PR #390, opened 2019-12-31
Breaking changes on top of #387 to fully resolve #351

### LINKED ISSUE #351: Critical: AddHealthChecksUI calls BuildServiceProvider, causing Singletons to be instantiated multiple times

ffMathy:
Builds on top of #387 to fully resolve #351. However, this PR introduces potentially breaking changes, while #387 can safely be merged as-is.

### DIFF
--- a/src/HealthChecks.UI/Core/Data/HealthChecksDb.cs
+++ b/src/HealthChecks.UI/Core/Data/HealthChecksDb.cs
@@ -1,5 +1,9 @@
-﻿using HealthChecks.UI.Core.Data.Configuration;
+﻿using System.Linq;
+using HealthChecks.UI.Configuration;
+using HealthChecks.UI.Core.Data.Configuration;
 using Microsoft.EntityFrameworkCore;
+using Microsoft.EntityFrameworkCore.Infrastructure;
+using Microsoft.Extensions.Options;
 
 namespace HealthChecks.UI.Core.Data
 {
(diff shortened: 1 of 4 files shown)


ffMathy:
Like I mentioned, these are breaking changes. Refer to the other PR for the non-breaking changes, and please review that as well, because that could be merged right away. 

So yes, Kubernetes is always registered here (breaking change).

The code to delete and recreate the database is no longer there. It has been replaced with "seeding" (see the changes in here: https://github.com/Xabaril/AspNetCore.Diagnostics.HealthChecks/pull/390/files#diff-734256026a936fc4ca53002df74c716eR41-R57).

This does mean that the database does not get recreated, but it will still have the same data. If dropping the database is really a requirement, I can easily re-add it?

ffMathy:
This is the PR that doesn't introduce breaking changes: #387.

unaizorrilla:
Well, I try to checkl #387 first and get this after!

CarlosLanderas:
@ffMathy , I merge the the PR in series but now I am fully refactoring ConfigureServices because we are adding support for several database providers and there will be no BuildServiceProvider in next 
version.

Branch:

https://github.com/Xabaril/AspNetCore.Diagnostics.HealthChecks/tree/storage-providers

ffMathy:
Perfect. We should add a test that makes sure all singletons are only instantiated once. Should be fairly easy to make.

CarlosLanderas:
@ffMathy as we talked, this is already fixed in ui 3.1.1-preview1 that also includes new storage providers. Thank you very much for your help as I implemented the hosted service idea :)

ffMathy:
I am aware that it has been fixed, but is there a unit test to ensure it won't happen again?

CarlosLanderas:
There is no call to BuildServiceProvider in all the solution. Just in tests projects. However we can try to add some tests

*Assignment*
Could you copy exactly the line containing "Perfect. We should" and each line after it through the end of the records, and nothing else?

*Result for this task*
Perfect. We should add a test that makes sure all singletons are only instantiated once. Should be fairly easy to make.

CarlosLanderas:
@ffMathy as we talked, this is already fixed in ui 3.1.1-preview1 that also includes new storage providers. Thank you very much for your help as I implemented the hosted service idea :)

ffMathy:
I am aware that it has been fixed, but is there a unit test to ensure it won't happen again?

CarlosLanderas:
There is no call to BuildServiceProvider in all the solution. Just in tests projects. However we can try to add some tests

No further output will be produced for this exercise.